Open yokyoku-taikan opened 1 year ago

yokyoku-taikan commented 1 year ago

Hello,

I am currently trying to use TopicsExplorer with a corpus of CJK texts (all of the .txt files are UTF-8 encoded). After I click on "Train topic model" the program outputs the following error message:

Closing connection to database... Fetching stopwords... Cleaning corpus... Connecting to database... Insert stopwords into database... Closing connection to database... Successfully preprocessed data.
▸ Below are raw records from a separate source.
PR #2820, opened 2024-03-04
Use new dropzone/input component in `limel-file`

civing:
Makes use of the new `limel-file-dropzone` and `limel-file-input` component in `limel-file`. All the other functionality of `limel-file` should be unchanged.

Fixes https://github.com/Lundalogik/crm-feature/issues/3941
## Review:

### Browsers tested:

Windows:
- [ ] Chrome
- [ ] Edge
- [ ] Firefox

Linux:
- [ ] Chrome
- [ ] Firefox

macOS:
- [ ] Chrome
- [ ] Firefox
- [ ] Safari

Mobile:
- [ ] Chrome on Android
- [ ] iOS

### DIFF
--- a/src/components/file/examples/file.tsx
+++ b/src/components/file/examples/file.tsx
@@ -10,7 +10,11 @@ import { Component, h, State } from '@stencil/core';
 })
 export class FileExample {
     @State()
-    private value: FileInfo = { filename: 'letter.docx', id: 123 };
+    private value: FileInfo = {
+        filename: 'cute-cat.jpg',
+        id: 123,
+        href: 'https://www.boredpanda.com/blog/wp-content/uploads/2014/02/funny-wet-cats-36.jpg',
+    };
 
     @State()
     private required = false;
--- a/src/components/file/file.tsx
+++ b/src/components/file/file.tsx
@@ -9,9 +9,7 @@ import {
     EventEmitter,
     h,
     Prop,
-    State,
 } from '@stencil/core';
-import { createRandomString } from '../../util/random-string';
 import {
     getFileBackgroundColor,
     getFileColor,
@@ -132,32 +130,14 @@ export class File {
     @Element()
     private element: HTMLLimelFileElement;
 
-    @State()
-    private isDraggingOverDropZone = false;
-
-    private fileInput: HTMLInputElement;
-    private fileInputId = createRandomString();
     private chipSet;
     private mdcTextField;
-
-    constructor() {
-        this.handleFileSelection = this.handleFileSelection.bind(this);
-        this.handleFileChange = this.handleFileChange.bind(this);
-        this.handleChipSetChange = this.handleChipSetChange.bind(this);
-        this.handleFileDrop = this.handleFileDrop.bind(this);
-        this.handleKeyDown = this.handleKeyDown.bind(this);
-        this.handleKeyUp = this.handleKeyUp.bind(this);
-        this.handleChipInteract = this.handleChipInteract.bind(this);
-    }
 
     public connectedCallback() {
         this.initialize();
     }
 
     public componentDidLoad() {
-        this.fileInput = this.element.shadowRoot.getElementById(
-            this.fileInputId,
-        ) as HTMLInputElement;
         this.chipSet = this.element.shadowRoot.querySelector(CHIP_SET_TAG_NAME);
         this.initialize();
     }
@@ -179,61 +159,23 @@ export class File {
     }
 
     public render() {
-        return [
-            <input
-                hidden={true}
-                id={this.fileInputId}
-                onChange={this.handleFileChange}
-                type="file"
+        return (
+            <limel-file-dropzone
+                disabled={this.disabled || this.readonly || !!this.value}
                 accept={this.accept}
-                disabled={this.disabled || this.readonly}
-            />,
-            <limel-chip-set
-                class={{
-                    'is-file-picker': true,
-                    'shows-dropzone': true,
-                    'highlight-dropzone': this.isDraggingOverDropZone,
-                }}
-                disabled={this.disabled}
-                readonly={this.readonly}
-                invalid={this.invalid}
-                label={this.label}
-                leadingIcon="upload_to_cloud"
-                language={this.language}
-                onChange={this.handleChipSetChange}
-                onClick={this.handleClick}
-                onInteract={this.handleChipInteract}
-                onKeyDown={this.handleKeyDown}
-                onKeyUp={this.handleKeyUp}
-                required={this.required}
-                type="input"
-                value={this.chipArray}
-                title={this.getTranslation('drag-and-drop-tips')}
-                onDragEnter={this.handleDragEnter}
-                onDragOver={this.preventAndStop}
-                onDragLeave={this.handleDragLeave}
-                onDrop={this.handleFileDrop}
-            />,
-        ];
+                onFilesSelected={this.handleNewFiles}
+            >
+                {this.renderChipset()}
+            </limel-file-dropzone>
+        );
     }
 
-    private handleDragEnter = (event: DragEvent) => {
-        this.isDraggingOverDropZone = true;
+    private handleNewFiles = (event: CustomEvent<FileInfo[]>) => {
         this.preventAndStop(event);
+        this.change.emit(event.detail[0]);
     };
 
-    private handleDragLeave = () => {
-        this.isDraggingOverDropZone = false;
-    };
-
-    private handleFileDrop = (event: DragEvent) => {
-        this.preventAndStop(event);
-        this.isDraggingOverDropZone = false;
-        const dataTransfer = event.dataTransfer;
-        this.handleFile(dataTransfer.files[0]);
-    };
-
-    private get chipArray() {
+    private getChipArray(): Chip[] {
         if (!this.value) {
             return [];
         }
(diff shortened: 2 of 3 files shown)


src/components/file/file.tsx
```diff
@@ -254,80 +228,23 @@ export class File {
...
 
-    private handleChipInteract(event: CustomEvent<Chip>) {
+    private handleChipInteract = (event: CustomEvent<Chip>) => {
         event.stopPropagation();
         event.preventDefault();
         this.interact.emit(event.detail.id);
-    }
+    };
 
     private preventAndStop(event: Event) {
```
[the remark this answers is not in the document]
LawrenceBorst: But if you want to keep it, we should also intend to use it in `handleChipInteract` 😅

LawrenceBorst (commented):
Almost ready. I'll add fixups for some of the comments and you can decide if you want to keep them 😛

src/components/file/file.tsx
```diff
@@ -132,32 +130,14 @@ export class File {
...
     public connectedCallback() {
         this.initialize();
     }
 
     public componentDidLoad() {
-        this.fileInput = this.element.shadowRoot.getElementById(
-            this.fileInputId,
-        ) as HTMLInputElement;
         this.chipSet = this.element.shadowRoot.querySelector(CHIP_SET_TAG_NAME);
         this.initialize();
```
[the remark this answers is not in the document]
civing: Although it's good that you check the entirety of the component but this is old code that I haven't touched :)

src/components/file/file.tsx
```diff
@@ -179,58 +159,52 @@ export class File {
     }
 
     public render() {
-        return [
-            <input
-                hidden={true}
-                id={this.fileInputId}
-                onChange={this.handleFileChange}
-                type="file"
+        return (
```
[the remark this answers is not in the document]
civing: This is a good catch, I will disabled it if we have a value

src/components/file/file.tsx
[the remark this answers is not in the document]
civing: I reacted a bit on that function as well. But I decided to keep it. I will have a look at handleChipInteract as well

src/components/file/file.tsx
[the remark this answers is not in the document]
civing: Actually, I had thought about this and set it to disable in those cases. However, it seems that the drop zone didn't respect that property when rendering. I just now merged this PR that will fix it https://github.com/Lundalogik/lime-elements/pull/2831

src/components/file/file.tsx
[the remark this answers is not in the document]
adrianschmidt: You can't just remove the connectedCallback. This will break the component if it's ever detached from the DOM and then re-attached. Like if a consumer wants to move the component from one place in the DOM to another.

adrianschmidt (changes requested):

src/components/file/file.tsx
```diff
@@ -133,17 +133,13 @@ export class File {
     private chipSet;
     private mdcTextField;
 
-    public connectedCallback() {
-        this.initialize();
-    }
```
adrianschmidt, line 155: I realised my comment shows on the wrong code in the Conversation tab, so I'll add it here as well 🙂

> You can't just remove the connectedCallback. This will break the component if it's ever detached from the DOM and then re-attached. Like if a consumer wants to move the component from one place in the DOM to another.

src/components/file/file.tsx
```diff
@@ -133,17 +133,13 @@ export class File {
...
     public componentDidLoad() {
         this.chipSet = this.element.shadowRoot.querySelector(CHIP_SET_TAG_NAME);
         this.initialize();
     }
 
     private initialize() {
-        if (!this.chipSet) {
+        if (!this.mdcTextField) {
             return;
         }
```
adrianschmidt, line 144: I don't understand how this can ever initialise the text field? `this.mdcTextField` is undefined until the following has been run, isn't it?

```ts
        this.mdcTextField = new MDCTextField(
            this.chipSet.shadowRoot.querySelector('.mdc-text-field'),
        );
```

And that won't ever be run, because the function will exit here…?

Unless something else has changes so that `this.mdcTextField` is set somewhere else? I'm puzzled how this can work at all 😅 Maybe we no longer need the `MDCTextField` functionality at all?

But, if nothing relating to this has changed in this PR, I think it should be addressed in a separate PR.

LawrenceBorst: This is my mistake, my intention was to write `if (this.mdcTextField)` 😅

civing: I actually removed the usage of MDCTextField altogether. I didn't think it made much sense and when I tested it it actually behaved better with showing invalid states. Maybe I'm missing something crucial here 😅
See https://github.com/Lundalogik/lime-elements/pull/2820/commits/79e0db9dff4ce1994108055e08b6510f6bdd4f29

src/components/file/examples/file.tsx
```diff
@@ -10,7 +10,11 @@ import { Component, h, State } from '@stencil/core';
 })
 export class FileExample {
     @State()
-    private value: FileInfo = { filename: 'letter.docx', id: 123 };
+    private value: FileInfo = {
+        filename: 'letter.docx',
+        id: 123,
+        href: 'https://leekspin.com/',
```
adrianschmidt, line 16: It feels like this makes more sense if it points to a file…

```suggestion
    private value: FileInfo = {
        filename: 'cute-puppy.jpg',
        id: 123,
        href: 'https://fastly.picsum.photos/id/237/536/354.jpg',
```

src/components/file-input/file-input.tsx
```diff
@@ -100,9 +100,6 @@ export class FileInput {
 
     private handleClick = (event: Event) => {
         if (this.disabled) {
-            event.stopPropagation();
-            event.preventDefault();
-
```
civing, line 105: Is this expected behaviour? If we have the file-input component disabled that means that any click wont open the native file select dialog but will still propagate the click event.

As it was previously any click event were stopped, so if you had something like this the chip would not open a link

```tsx
<limel-file-input disabled={true}>
  <limel-chip text="cat.jpg", link={href: "/cat.jpg"} />
</limel-file-input>
```

src/components/file/file.tsx
```diff
@@ -129,111 +118,42 @@ export class File {
...
-                onDragLeave={this.handleDragLeave}
-                onDrop={this.handleFileDrop}
-            />,
-        ];
+                onFilesSelected={this.handleNewFiles}
+            >
+                <limel-file-input
+                    accept={this.accept}
+                    disabled={this.disabled || this.readonly || !!this.value}
+                >
```
civing, line 131: In one iteration of this PR I wrapped the `<limel-chip-set>` inside a `<limel-file-input>` only if we expected it to be clickable (no file selected). I changed it into this but just now realised we need this change https://github.com/Lundalogik/lime-elements/pull/2820/commits/a85e952b0f09a415ea4e25071db0f5ff2e371a02 to make it work.

It's maybe a bit strange to have it like this if we would like to make the component work with multiple files? Maybe that's a headache for another time ... ?

This comment is also relevant in this context https://github.com/Lundalogik/lime-elements/pull/2820/files#r1521124280

src/components/file/examples/file.tsx
adrianschmidt: Well… ok… but couldn't you have at least used a cute cat then? 🙈

adrianschmidt: (Noticed now that my link didn't work. I think it only works for embedding. I meant to link to [this picture](https://fastly.picsum.photos/id/237/3500/2095.jpg?hmac=y2n_cflHFKpQwLOL1SSCtVDqL8NmOnBzEW7LYKZ-z_o).)

src/components/file-input/file-input.tsx
adrianschmidt: I would say that expected behaviour for this PR is that the component keeps working as it did before… isn't this supposed to just be a refactor?

src/components/file/examples/file.tsx
civing: If you snooze you lose 😛

src/components/file-input/file-input.tsx
civing: Yeah, the implications discussed are in <limel-file-input>. Or what do you mean?

LawrenceBorst (dismissed):
Tested this last night. Everything works as expected. Code looks good, had some comments but they don't really concern the changes here :)

src/components/file/file.tsx
LawrenceBorst: > Maybe that's a headache for another time ... ?

Yes, for another time :)

src/components/file-input/file-input.tsx
adrianschmidt: Ah, ok, I didn't notice that this wasn't `limel-file` 😄

I'm not sure, since I haven't yet gathered enough context, but since this component is meant to wrap some other component, I think the consumer needs to be responsible for controlling the behaviour of the wrapped component. So if they don't want anything to be clickable inside limel-file-input when limel-file-input is disabled, they have to disable the component inside it themselves. If we block all clicks, we make it impossible for the consumer to implement at more nuanced behaviour, like being able to click on existing chips, but not add new files, for example.

adrianschmidt: Sum up of discussion we had in a huddle:

We'll pause this refactoring for now, because we don't use limel-file in the activities composer, so we don't need this refactoring right now. Then we will look into possibly changing the UI a bit. We would like there to be a simple button for browsing files to upload, rather than the currently quite weird interaction where you focus a text-field to get the file-dialog. With keyboard navigation, you currently have to tab to the input field, and then press enter to get the file-dialog. That doesn't seem very intuitive, and is probably really bad for accessibility…

civing:
I've been thinking a lot about the chipset that serves as both clickable chips but also as a file input handler. I would like to move the file input handling to a new button and let the chipset be a chipset and nothing else.

LawrenceBorst (approved):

Connecting to database... Insert token frequencies into database... Closing connection to database... Creating topic model... n_documents: 16 vocab_size: 0 n_words: 0 n_topics: 10 n_iter: 100 all zero row in document-term matrix found ERROR: Cannot cast array data from dtype('float64') to dtype('int64') according to the rule 'safe' Redirect to error page...

It seems to me as though TopicsExplorer is unable to recognise CJK tokens/words (cf. vocab_size: 0; n_words: 0). Is there a workaround for this problem?

Thank you in advance!

severinsimmler commented 12 months ago

Hi @yokyoku-taikan,

thank you for reporting this. I'm afraid the regular expression we use to tokenize the text is not ideal for CJK texts. You could try to add a token_pattern keyword argument here with your own regex that overwrites the default pattern \p{L}+\p{Connector_Punctuation}?\p{L}+:

https://github.com/DARIAH-DE/TopicsExplorer/blob/8d04d3c0e10e25c9777cfe5addaf2cc79d92236a/topicsexplorer/utils.py#L117

If this even makes sense for CJK texts since it is way more complex to tokenize than e.g. English (at least as far as I know).

Alternatively you could try overwriting the tokenization of the Document class that is used for further processing, maybe something like:

from cophi.text.model import Document as _Document

def custom_cjk_tokenizeation(text):
    # maybe use https://github.com/fxsjy/jieba
    ...

class Document(_Document):
    def __init__(
        text,
        title=None,
        lowercase=True,
        n=None,
        maximum=None,
    ):
        self.text = text
        self.title = title
        self.lowercase = lowercase
        if n is not None and n < 1:
            raise ValueError(f"Arg 'n' must be greater than {n}.")
        self.n = n
        self.maximum = maximum
        self.tokens = custom_cjk_tokenizeation(text)
        if self.lowercase:
            self.tokens = utils.lowercase_tokens(self.tokens)

Note that these changes require to run the whole application locally and not using the provided executables.